No4 Plaistow Grove in Bromley is, in most respects, an unremarkable suburban terraced house, similar to tens of thousands of 20th Century homes, but for the fact that it was where, between the ages of eight to 20, David Jones grew up with his family.

Remarkably unremarkable: 4 Plaistow Grove in Bromley, childhood home of David Bowie
That Jones later became known as David Bowie has persuaded the Heritage of London Trust to buy 4, Plaistow Grove, with the intention of restoring it to the style that Jones/Bowie might have recognised when he lived there in the 1960s, and so create an “immersive” visitor experience, to open next year.
The announcement was made yesterday, on the anniversary of Bowie’s birth (1947, in Brixton). Tomorrow marks the 10-year anniversary of his death, aged 69.
The Trust is to use an archive to recreate the interior layout as it was when Bowie lived there, including his bedroom, where he wrote one of his most memorable songs – “Space Oddity”.
Bowie recalled his time growing up in his bedroom in Plaistow Grove: “I spent so much time in my bedroom. It really was my entire world. I had books up there, my music up there, my record player. Going from my world upstairs out onto the street, I had to pass through this no-man’s-land of the living room.”
Bowie would go on to have five UK No1 singles and 11 No1 albums during his career.
The house is near the Edwardian “Bowie bandstand”, where the late musician performed in 1969, and which was restored by Bromley Council and Heritage of London Trust in 2024.
Similar heritage projects at former homes of pop stars such as John Lennon, in Liverpool, and Jimi Hendrix, in Mayfair, have been carried out before with some success, but the Bowie house is thought to be the first of its kind in south London.

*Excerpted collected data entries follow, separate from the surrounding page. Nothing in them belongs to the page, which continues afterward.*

PR #561, opened 2022-02-08
test: fix date comparison not working in my timezone

dstanek:
The now() template builtin is being used in the test and is an alias
for datetime.utcnow(). The now however, just uses datetime.now(). This
means that my datetime.now() will always make this test fail.

Signed-off-by: David Stanek <dstanek@dstanek.com>

### DIFF
--- a/tests/test_templated_prompt.py
+++ b/tests/test_templated_prompt.py
@@ -217,7 +217,7 @@ def test_templated_prompt_builtins(tmp_path_factory):
     )
     Worker(str(src), dst, defaults=True, overwrite=True).run_copy()
     that_now = datetime.fromisoformat((dst / "now").read_text())
-    assert that_now <= datetime.now()
+    assert that_now <= datetime.utcnow()
     assert len((dst / "make_secret").read_text()) == 128
 
 


Yajo (approved):

copier/tools.py
```diff
@@ -172,3 +173,56 @@ def cleanup(self):
...
+            colorama.Fore.YELLOW, "diff unavailable: unable to determine encoding"
+        )
+        return
+    try:
+        new_lines = get_lines(new_content)
+    except Exception:
+        color_print(
+            colorama.Fore.YELLOW, "diff unavailable: unable to determine encoding"
+        )
+        return
```
pawamoy, line 209: I know some flake8 plugins would say: "only one line in a try block", but this could probably be factorized to this:

```suggestion
    try:
        original_lines = get_lines(original_content)
        new_lines = get_lines(new_content)
    except Exception:
        color_print(
            colorama.Fore.YELLOW, "diff unavailable: unable to determine encoding"
        )
        return
```

pawamoy: Also, is there a reason you catch `Exception` rather than the more specific `UnicodeDecodeError`?

Yajo:
It seems you have pushed here the commits for #562. Can you remove them please?

pawamoy:
Ah!! I was wondering where my comments went! I just commented on the wrong PR (where the commits shouldn't be haha).

PR #562, opened 2022-02-08
feat: add ability to show unified diffs for changed files

dstanek:
Signed-off-by: David Stanek <dstanek@dstanek.com>

### DIFF
--- a/copier/main.py
+++ b/copier/main.py
@@ -12,7 +12,6 @@ from shutil import rmtree
 from typing import Callable, Iterable, List, Mapping, Optional, Sequence
 from unicodedata import normalize
 
-import colorama
 import pathspec
 from jinja2.loaders import FileSystemLoader
 from jinja2.sandbox import SandboxedEnvironment
@@ -27,7 +26,7 @@ from questionary import unsafe_prompt
 from .errors import CopierAnswersInterrupt, ExtensionNotFoundError, UserMessageError
 from .subproject import Subproject
 from .template import Template
-from .tools import Style, TemporaryDirectory, color_print, is_binary, print_diff, printf
+from .tools import Style, TemporaryDirectory, is_binary, print_diff, printf
 from .types import (
     AnyByStrDict,
     JSONSerializable,
@@ -263,7 +262,7 @@ class Worker:
             return True
         if self.diff and original_content and new_content:
             if is_binary(original_content) or is_binary(new_content):
-                color_print(colorama.Fore.YELLOW, "    diff not availalbe for binaries")
+                print(colors.warn | "    diff not availalbe for binaries")
             else:
                 print_diff(dst_relpath, original_content, new_content)
         return bool(ask(f" Overwrite {dst_relpath}?", default=True))
--- a/copier/main.py
+++ b/copier/main.py
@@ -12,6 +12,7 @@ from shutil import rmtree
 from typing import Callable, Iterable, List, Mapping, Optional, Sequence
 from unicodedata import normalize
 
+import colorama
 import pathspec
 from jinja2.loaders import FileSystemLoader
 from jinja2.sandbox import SandboxedEnvironment
@@ -26,7 +27,7 @@ from questionary import unsafe_prompt
 from .errors import CopierAnswersInterrupt, ExtensionNotFoundError, UserMessageError
 from .subproject import Subproject
 from .template import Template
-from .tools import Style, TemporaryDirectory, printf
+from .tools import Style, TemporaryDirectory, color_print, is_binary, print_diff, printf
 from .types import (
     AnyByStrDict,
     JSONSerializable,
@@ -128,6 +129,12 @@ class Worker:
             When `True`, disable all output.
 
             See [quiet][].
+
+        diff:
+            When `True` show a unified diff for changed files.
+
+            See [diff][].
+
     """
 
     src_path: Optional[str] = None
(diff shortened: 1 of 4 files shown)


dstanek:
I'm still working on this, but I wanted to get the idea out there.

copier/tools.py
```diff
@@ -172,3 +173,56 @@ def cleanup(self):
...
+        lineterm="",
+    ):
+        if line.startswith("---") or line.startswith("+++"):
+            color_print(colorama.Fore.YELLOW, f"{indent}{line}")
+        elif line.startswith("@@"):
+            color_print(colorama.Fore.MAGENTA, f"{indent}{line}")
+        elif line.startswith("-"):
+            color_print(colorama.Fore.RED, f"{indent}{line}")
+        elif line.startswith("+"):
+            color_print(colorama.Fore.GREEN, f"{indent}{line}")
```
Yajo, line 226: https://python-prompt-toolkit.readthedocs.io/en/master/pages/printing_text.html#pygments-token-text-tuples with a diff lexer should save a lot of code around here.

copier/tools.py
```diff
@@ -172,3 +173,56 @@ def cleanup(self):
...
+    return content.decode("utf-8").split(os.linesep)
+
+
+def is_binary(content: bytes) -> bool:
+    """Return a boolean indicating if the content is a binary file."""
+    return b"\x00" in content or b"\xff" in content
+
+
+def color_print(color: int, msg: str):
+    print(f"{color}{msg}{colorama.Fore.RESET}")
```
Yajo, line 192: You have https://python-prompt-toolkit.readthedocs.io/en/master/pages/printing_text.html#html and https://plumbum.readthedocs.io/en/latest/colors.html for printing colorized output. You probably won't need this function.

copier/main.py
```diff
@@ -144,6 +151,7 @@ class Worker:
     overwrite: bool = False
     pretend: bool = False
     quiet: bool = False
+    diff: bool = False
```
Yajo, line 154: This is a nice addition. I don't think it's needed to add a new flag for it.

yajo (commented):
the tricky part are updates, they apply some diff without asking. 

https://github.com/copier-org/copier/blob/e4eccc26c2eaec0d84b8037e849d093f9ae7a2b1/copier/main.py#L705

Gotta do something about that, but anyways that's already a problem, so this won't make it worse.

some code comments too.

very nice addition, thanks!

copier/tools.py
dstanek: So I was going down this path first, but it seemed very difficult to get the result I wanted. I went ahead and finished that work a put together a [gist showing the differences](https://gist.github.com/dstanek/aad702dbc18ff54df6c41f54fe782f33). `orig.diff` is the code from this PR and `new.diff` uses `pygments` and `prompt_toolkit`.

One reason the new code is much larger is that I wanted to have the two-line file header yellow like it is with git. This meant that I had to extend the lexer. In order to add the extra indentation, I had to also extend the `PygmentsTokens` class to inject whitespace. There may be better ways to accomplish these tasks, but I'm never had to dip into the bowels of these libraries before.

copier/main.py
dstanek: Just default to always diff when we can?

copier/tools.py
```diff
@@ -172,3 +173,56 @@ def cleanup(self):
...
+            colorama.Fore.YELLOW, "diff unavailable: unable to determine encoding"
+        )
+        return
+    try:
+        new_lines = get_lines(new_content)
+    except Exception:
+        color_print(
+            colorama.Fore.YELLOW, "diff unavailable: unable to determine encoding"
+        )
+        return
```
pawamoy, line 209: I know some flake8 plugins would say: "only one line in a try block", but this could probably be factorized as:

```suggestion
    try:
        original_lines = get_lines(original_content)
        new_lines = get_lines(new_content)
    except Exception:
        color_print(
            colorama.Fore.YELLOW, "diff unavailable: unable to determine encoding"
        )
        return
```

Also, is there a reason you catch `Exception` rather than the more specific `UnicodeDecodeError`?

dstanek: I could do that.

pawamoy: I see, thanks!

copier/tools.py
dstanek: I'll update this implementation here since that's what I'm actively using and I think I can make it cleaner and more concise. If you like the other way better I can switch to that later.

Yajo:
Hi folks! This was stiill under my radar, although quite deferred because it needs some testing and deep analyzing. 

However, recently we got #627 which proposes to remove `--overwrite` and instead let the user solve the diff after updating. IMHO that seems a simpler approach, both in code and in behavior. 

I'd love to hear your opinions.

dstanek:
> Hi folks! This was stiill under my radar, although quite deferred because it needs some testing and deep analyzing.
> 
> However, recently we got #627 which proposes to remove `--overwrite` and instead let the user solve the diff after updating. IMHO that seems a simpler approach, both in code and in behavior.
> 
> I'd love to hear your opinions.

I'll take a look at that in more detail, but it doesn't seem related to this PR. In this PR I wanted the ability do what Ansible calls "check mode." The ability to run a command and see what would change if it were to be applied.

Just a little background on my use case. I have a set of a few dozen microservices (likely to keep growing) that are based on the same configuration files and general structure. I want to convert it to use copier as the base for management. New services would use copier to start off. With this feature, we could make changes to our base configuration repo (say a logging format change) and have an easy way for a service owner to see what is different without creating new files. We could also run this over all services to see which is out of sync (run a weekly report from CICD like dependabot).

PR #588, opened 2022-02-27
build: Relax dependencies constraints (remove upper bounds)

### LINKED ISSUE #584: Remove upper bounds on dependencies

It was Bromley boy Bowie, of course, who during his time as a student at Croydon College of Art coined the phrase, “So fucking Croydon”.

Understatement: the blue plaque on the Bowie house in Bromley
Geoffrey Marsh, the curator of the V&A’s “David Bowie Is” exhibition, said: “It was in this small house, particularly in his tiny bedroom, that Bowie evolved from an ordinary suburban schoolboy to the beginnings of an extraordinary international stardom.,” explains Marsh.”
There are plans to stage workshops at the Bowie house/museum/shrine.
The house is estimated to have sold for somewhere in the mid-£400,000s, as part of a project which, overall, will cost close to £1million.
The project has received a £500,000 grant from the Jones Day Foundation, which will help to fund the restoration. The Trust is also launching a public fundraising campaign.
“David Bowie was a proud Londoner. Even though his career took him all over the world, he always remembered where he came from and the community that supported him as he grew up,” Dr Nicola Stacey, the director of the Heritage of London Trust, said.
“It’s wonderful to have this opportunity to tell his story and inspire a new generation of young people and it’s really important for the heritage of London to preserve this site.”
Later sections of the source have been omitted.